* WHAT IS REQUIRED *
Set down every line of the data, unchanged and complete.

Stored items
PR #172, opened 2021-05-11
Launch Readiness: Tailor Induction UI to Genesis Mode

brandonfancher:
We focused on providing a sensible experience and flow for inviters, invitees and witnesses. But after our small genesis induction user test, it was evident we didn't pay as much attention to invitees in Genesis mode. They were seeing UI as if the community were active

This addresses that. (Although we're in dire need of a good refactor of these flows; they've evolved organically and are difficult to reason about at the moment...but that will come later, together with some good cypress tests.)

This also addresses some of the other user feedback we received and witnessed during our test genesis induction yesterday.

### DIFF
--- a/packages/webapp/src/inductions/components/induction-step-endorsement.tsx
+++ b/packages/webapp/src/inductions/components/induction-step-endorsement.tsx
@@ -332,6 +332,7 @@ const DonationForm = ({
     setReviewStep,
     submitDonation,
 }: DonationFormProps) => {
+    const [isProfileReviewed, setReviewedProfile] = useState(false);
     return isInvitee ? (
         <div className="space-y-3">
             <Text>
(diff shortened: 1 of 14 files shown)


packages/webapp/src/inductions/components/induction-step-endorsement.tsx
```diff
@@ -297,46 +319,67 @@ const EndorsingForm = ({
...
             <Text>
-                This is your last chance to review your profile for completeness
-                and accuracy. If anything needs to be corrected,{" "}
+                This is your last chance to review your profile below for
+                completeness and accuracy. If anything needs to be corrected,{" "}
                 <Link onClick={() => setReviewStep("profile")}>click here</Link>
-                . Keep in mind that modifying your profile will require your
-                endorsers to submit their endorsements again.
+                .
+                {isCommunityActive &&
```
brandonfancher, line 343: When the time comes (soon) to refactor some of this...all these ternary checks and branching render logic indicates to me we should just make separate components for many of these views that have inviter/invitee/endorser/isCommunityActive roles...even if some of the text is shared among them.

packages/webapp/src/pages/induction/[id].tsx
```diff
@@ -67,6 +89,7 @@ export const InductionDetailsPage = () => {
                     <InductionStepEndorsement
                         induction={induction}
                         endorsements={endorsements}
+                        isCommunityActive={isCommunityActive}
```
Comment (brandonfancher) [inline packages/webapp/src/pages/induction/[id].tsx:92]: A good refactor will also get rid of a lot of this prop drilling.

packages/webapp/src/inductions/components/induction-step-endorsement.tsx
```diff
@@ -151,15 +152,29 @@ export const InductionStepEndorsement = (props: Props) => {
...
+    };
+
+    const getInductionJourneyStep = () => {
+        if (!props.isCommunityActive) {
+            return 2;
+        } else if (isFullyEndorsed) {
+            return 4;
+        }
+        return 3;
+    };
```
sparkplug0025, line 171: I think if we replace the step number with the actual step title we get a better readability. (Not for this PR though, should be a nice good first issue :) )

packages/webapp/src/inductions/components/induction-step-endorsement.tsx
sparkplug0025: yes! agreed.

sparkplug0025 (approved):
lgtm :shipit:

* WRITTEN SOLUTION *
PR #172, opened 2021-05-11
Launch Readiness: Tailor Induction UI to Genesis Mode

brandonfancher:
We focused on providing a sensible experience and flow for inviters, invitees and witnesses. But after our small genesis induction user test, it was evident we didn't pay as much attention to invitees in Genesis mode. They were seeing UI as if the community were active

This addresses that. (Although we're in dire need of a good refactor of these flows; they've evolved organically and are difficult to reason about at the moment...but that will come later, together with some good cypress tests.)

This also addresses some of the other user feedback we received and witnessed during our test genesis induction yesterday.

### DIFF
--- a/packages/webapp/src/inductions/components/induction-step-endorsement.tsx
+++ b/packages/webapp/src/inductions/components/induction-step-endorsement.tsx
@@ -332,6 +332,7 @@ const DonationForm = ({
     setReviewStep,
     submitDonation,
 }: DonationFormProps) => {
+    const [isProfileReviewed, setReviewedProfile] = useState(false);
     return isInvitee ? (
         <div className="space-y-3">
             <Text>
(diff shortened: 1 of 14 files shown)


packages/webapp/src/inductions/components/induction-step-endorsement.tsx
```diff
@@ -297,46 +319,67 @@ const EndorsingForm = ({
...
             <Text>
-                This is your last chance to review your profile for completeness
-                and accuracy. If anything needs to be corrected,{" "}
+                This is your last chance to review your profile below for
+                completeness and accuracy. If anything needs to be corrected,{" "}
                 <Link onClick={() => setReviewStep("profile")}>click here</Link>
-                . Keep in mind that modifying your profile will require your
-                endorsers to submit their endorsements again.
+                .
+                {isCommunityActive &&
```
brandonfancher, line 343: When the time comes (soon) to refactor some of this...all these ternary checks and branching render logic indicates to me we should just make separate components for many of these views that have inviter/invitee/endorser/isCommunityActive roles...even if some of the text is shared among them.

packages/webapp/src/pages/induction/[id].tsx
```diff
@@ -67,6 +89,7 @@ export const InductionDetailsPage = () => {
                     <InductionStepEndorsement
                         induction={induction}
                         endorsements={endorsements}
+                        isCommunityActive={isCommunityActive}
```
Comment (brandonfancher) [inline packages/webapp/src/pages/induction/[id].tsx:92]: A good refactor will also get rid of a lot of this prop drilling.

packages/webapp/src/inductions/components/induction-step-endorsement.tsx
```diff
@@ -151,15 +152,29 @@ export const InductionStepEndorsement = (props: Props) => {
...
+    };
+
+    const getInductionJourneyStep = () => {
+        if (!props.isCommunityActive) {
+            return 2;
+        } else if (isFullyEndorsed) {
+            return 4;
+        }
+        return 3;
+    };
```
sparkplug0025, line 171: I think if we replace the step number with the actual step title we get a better readability. (Not for this PR though, should be a nice good first issue :) )

packages/webapp/src/inductions/components/induction-step-endorsement.tsx
sparkplug0025: yes! agreed.

sparkplug0025 (approved):
lgtm :shipit:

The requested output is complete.